Childish Gambino
„Awaken, My Love!“
Das lang ersehnte Frank-Ocean-Meisterwerk ist da! Und es kommt von Donald Glover, der Funk und Soul für sich entdeckt hat.
Wie gut muss ein Album sein, damit Questlove nachts um vier bei D’Angelo anruft, um ihm zu erzählen, dass gerade die Musikgeschichte neu geschrieben werden muss? Die Antwort lautet: So gut wie dieses glänzende Funk-Monstrum, dass Donald Glover alias Childish Gambino uns am Freitag vorgelegt hat.

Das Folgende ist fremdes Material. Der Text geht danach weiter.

PR #11134, opened 2020-09-21
Adjust ExtensionsCollapsed after size change

mmisol:
### Purpose

Fixes the value provided by ExtensionsCollapsed to also account for the
initial state of the columns, where the sizes are 5* for the canvas and
2* for the extension bar. This in turn fixes a bug where the extension
bar wouldn't collapse if never resized.

### Declarations

### Reviewers

@QilongTang @reddyashish 

### FYIs

@DynamoDS/dynamo

### DIFF
--- a/src/DynamoCoreWpf/Views/Core/DynamoView.xaml.cs
+++ b/src/DynamoCoreWpf/Views/Core/DynamoView.xaml.cs
@@ -1848,12 +1848,17 @@ namespace Dynamo.Controls
         {
             get
             {
-                // Threshold that determines if button should be displayed
-                if (RightExtensionsViewColumn.Width.Value < 20)
-                { extensionsCollapsed = true; }
-
+                // Special case: when the extension bar was never resized its size will be 2.
+                // While 2 is a valid size for the extension bar, 5 is not one for the canvas,
+                // so that's a safer check to be made.
+                if (CanvasColumn.Width.Value == 5)
+                {
+                    extensionsCollapsed = RightExtensionsViewColumn.Width.Value == 0;
+                }
                 else
-                { extensionsCollapsed = false; }
+                {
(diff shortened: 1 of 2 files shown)


src/DynamoCoreWpf/Views/Core/DynamoView.xaml.cs
```diff
@@ -1848,12 +1848,17 @@ public bool ExtensionsCollapsed
         {
             get
             {
-                // Threshold that determines if button should be displayed
-                if (RightExtensionsViewColumn.Width.Value < 20)
-                { extensionsCollapsed = true; }
-
+                // Special case: when the extension bar was never resized its size will be 2.
```
QilongTang, line 1851: @mmisol Can we hold on on this change, I feel this assumption may not be true in the future, after we implement https://jira.autodesk.com/browse/DYN-3144

mmisol: @QilongTang I don't see why. The work here is done and it leaves the code in a better state than what it was. The fact we may need to change it later does not fix the bug. In any case, if you think it's necessary, you may want to link this PR as reference for future work.

QilongTang: @mmisol Let me ask in a different way. If `RightExtensionsViewColumn` was initialized with a different width, will this check still be valid？I was simply hoping we could fix two issues in a single shot

mmisol: @QilongTang The check would still be needed. Depending on how you do it, you may have to change the values here or not.

QilongTang (approved):
Looks good to me. Let's fix the regression first and consider the follow up in a different time. Thank you for working on this ahead @mmisol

Die elf Songs von “AWAKEN, MY LOVE!”, die bisweilen an D’Angelos eigenes Comeback-Album BLACK MESSIAH erinnern, sind bis ins letzte Detail perfekt instrumentiert und ausgearbeitet. Das zärtliche Glockenspiel im Intro von „Me And Your Mama“ wird von sägenden Gitarren und schallendem Gelächter durchbrochen, Basslines, scheppernde Drums und allerhand Geklimper fallen übereinander her, und im Zentrum steht eine Dreiviertelstunde der Zeremonienmeister Glover.
Dass diese Neuinterpretation von 70s-Funk à la Sly Stone und Funkadelic so frisch klingt, liegt nicht zuletzt an seiner vielseitigen Stimme, die vom hemmungslosen Gekreische bis zum effekt-beladenen „Boogieman“ stets souverän bleibt. In die zweite Albumhälfte haben sich mit „California“ und „Baby Boy“ zwar etwas uninspirierte Stücke eingeschlichen. Trotzdem: Für Glover, der eigentlich eher Schauspieler als Musiker ist und bislang nur zwei stümperhaften HipHop-Alben sein Eigen nennen konnte, ist das sowohl qualitativ als auch genre-technisch ein Sprung in eine völlig andere Welt. Angesichts dieser Leistung ist es fast schon schade, dass Glover demnächst im neuen „Star Wars“-Film Lando Calrissian spielen wird. Viel Zeit für den Funk wird er fürs Erste also nicht mehr haben.